**Required action**
No line of the records may be dropped; print them all again exactly.

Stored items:
PR #489, opened 2017-02-09
Add ability to highlight sub-bounds of view

emilsjolander:
A descriptor may not map directly to a View. For example if a
Descriptor was created for a Drawable it may occupy only a partial
space in the View. This diff solves this problem for descriptor
highlighting by extending HighlightableDescriptor with a method for
returning the bounds to highlight. Returning null will highlight the
full bounds of the View.

### DIFF
--- a/stetho/src/main/java/com/facebook/stetho/inspector/elements/android/AndroidDocumentProvider.java
+++ b/stetho/src/main/java/com/facebook/stetho/inspector/elements/android/AndroidDocumentProvider.java
@@ -14,6 +14,7 @@ import android.app.Application;
 import android.app.Dialog;
 import android.content.Context;
 import android.graphics.Canvas;
+import android.graphics.Rect;
 import android.view.MotionEvent;
 import android.view.View;
 import android.view.ViewGroup;
@@ -43,6 +44,8 @@ final class AndroidDocumentProvider extends ThreadBoundProxy
     implements DocumentProvider, AndroidDescriptorHost {
   private static final int INSPECT_OVERLAY_COLOR = 0x40FFFFFF;
   private static final int INSPECT_HOVER_COLOR = 0x404040ff;
+
+  private final Rect mHighlightingBoundsRect = new Rect();
 
   private final Application mApplication;
   private final DescriptorMap mDescriptorMap;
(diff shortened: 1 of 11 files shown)


stetho/src/main/java/com/facebook/stetho/inspector/elements/android/AndroidDocumentProvider.java
```diff
@@ -138,11 +141,16 @@ public NodeDescriptor getNodeDescriptor(Object element) {
...
 
-    View highlightingView = getHighlightingView(element);
-    if (highlightingView == null) {
+    HighlightableDescriptor highlightableDescriptor = getHighlightableDescriptor(element);
+    if (highlightableDescriptor == null) {
       mHighlighter.clearHighlight();
     } else {
-      mHighlighter.setHighlightedView(highlightingView, color);
+      mHighlightBoundsRect.setEmpty();
+      highlightableDescriptor.getBoundsForHighlighting(element, mHighlightBoundsRect);
```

**Answer section**
PR #489, opened 2017-02-09
Add ability to highlight sub-bounds of view

emilsjolander:
A descriptor may not map directly to a View. For example if a
Descriptor was created for a Drawable it may occupy only a partial
space in the View. This diff solves this problem for descriptor
highlighting by extending HighlightableDescriptor with a method for
returning the bounds to highlight. Returning null will highlight the
full bounds of the View.

### DIFF
--- a/stetho/src/main/java/com/facebook/stetho/inspector/elements/android/AndroidDocumentProvider.java
+++ b/stetho/src/main/java/com/facebook/stetho/inspector/elements/android/AndroidDocumentProvider.java
@@ -14,6 +14,7 @@ import android.app.Application;
 import android.app.Dialog;
 import android.content.Context;
 import android.graphics.Canvas;
+import android.graphics.Rect;
 import android.view.MotionEvent;
 import android.view.View;
 import android.view.ViewGroup;
@@ -43,6 +44,8 @@ final class AndroidDocumentProvider extends ThreadBoundProxy
     implements DocumentProvider, AndroidDescriptorHost {
   private static final int INSPECT_OVERLAY_COLOR = 0x40FFFFFF;
   private static final int INSPECT_HOVER_COLOR = 0x404040ff;
+
+  private final Rect mHighlightingBoundsRect = new Rect();
 
   private final Application mApplication;
   private final DescriptorMap mDescriptorMap;
(diff shortened: 1 of 11 files shown)


stetho/src/main/java/com/facebook/stetho/inspector/elements/android/AndroidDocumentProvider.java
```diff
@@ -138,11 +141,16 @@ public NodeDescriptor getNodeDescriptor(Object element) {
...
 
-    View highlightingView = getHighlightingView(element);
-    if (highlightingView == null) {
+    HighlightableDescriptor highlightableDescriptor = getHighlightableDescriptor(element);
+    if (highlightableDescriptor == null) {
       mHighlighter.clearHighlight();
     } else {
-      mHighlighter.setHighlightedView(highlightingView, color);
+      mHighlightBoundsRect.setEmpty();
+      highlightableDescriptor.getBoundsForHighlighting(element, mHighlightBoundsRect);
```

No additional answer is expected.